In recent years, multimodal therapy combining surgical resection with chemotherapy, chemoradiotherapy, and immunotherapy has become widely adopted for malignant esophageal diseases such as esophageal cancer, leading to significant improvements in patient prognosis (16-19). Furthermore, advances in endoscopic diagnosis have enabled earlier detection of esophageal squamous cell carcinoma (ESCC), and endoscopic submucosal dissection (ESD) for early lesions has markedly improved prognosis (20,21).

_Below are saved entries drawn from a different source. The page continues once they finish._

PR #2134, opened 2020-06-19
Fixes the issue that gen3 devices cannot be woken up by RTC.

XuGuohui:
### Problem

`System.sleep(SystemSleepConfiguration().mode(SystemSleepMode::STOP).duration(3s));` doesn't work on Gen3 platforms.

### Solution

This issue is caused by not clearing RTC event in its interrupt handler. After device being woken up in `hal_sleep_enter()`, it will repeat entering the RTC interrupt handler.

### Steps to Test

- Build and flash the example below
- Build and flash the test application in `user/tests/wiring/sleep20`

### Example App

In contrast, benign esophageal motility disorders, such as achalasia, require precise functional evaluation and have often been overlooked due to the complexity of diagnostic tools and a limited comprehensive understanding of these conditions (22,23). HRM serves as a highly valuable functional imaging examination tool, and its diagnostic accuracy and progression are pivotal for future elucidation and treatment of the underlying causes of esophageal motility disorders (1,9,24). Once achalasia is accurately diagnosed using HRM, patients can experience marked symptom improvement through appropriate therapeutic interventions, such as peroral endoscopic myotomy (POEM) or Heller-Dor surgery (1,25,26).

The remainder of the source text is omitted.